··· STUDY MATERIAL ···
PR #3061, opened 2023-02-06
[CALCITE-5515] Add keyspace parameter to CassandraSchema and CassandraTable

tindzk:
Currently, it is not possible to construct a `CassandraSchema` instance if the keyspace is not set in the CQL session.

Queries generated by `CassandraTable` do not include a keyspace and will fail if the CQL session does not have a keyspace set.


dssysolyatin:
LGTM

PR #3062, opened 2023-02-09
适应presto分页功能

traveler-guoke:
presto分页语句为:
SELECT  * FROM   db1.tb1 offset 100 limit 20;
原版本默认先拼limit再拼offset，不符合presto语法


julianhyde:
Can you please log a jira case and add a test case? Maybe add to `RelToSqlConverterTest.testFetchOffset`.

julianhyde:
Translation:

The presto paging statement is:
SELECT * FROM db1.tb1 offset 100 limit 20;
The original version defaults to spelling limit first and then offset, which does not conform to presto syntax

julianhyde:
I logged https://issues.apache.org/jira/browse/CALCITE-5524. But I discovered that it is already fixed. You just need to use `PrestoSqlDialect`.

PR #3063, opened 2023-02-09
[CALCITE-5521] Remove redundant rowtype double checks in RelSubset#add

asdfgh19:
jira: [CALCITE-5521](https://issues.apache.org/jira/browse/CALCITE-5521)
Double checking relset rowtype and input parameter relNode rowtype may be unnecessary, removing it might make VolcanoPlanner run slightly faster


zabetak (approved):
LGTM, will merge when all checks pass!

PR #3064, opened 2023-02-11
Site: Add Jiajun Xie as committer

JiajunBernoulli:


site/_data/contributors.yml
```diff
@@ -142,6 +142,11 @@
   githubId: jcamachor
   org: Hortonworks
   role: PMC
+- name: Jiajun Xie
```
···
• [REQUIRED WORK]: If a line in the data above contains the string "issues", count it; then state only the total.

• [COMPLETED TASK]: 2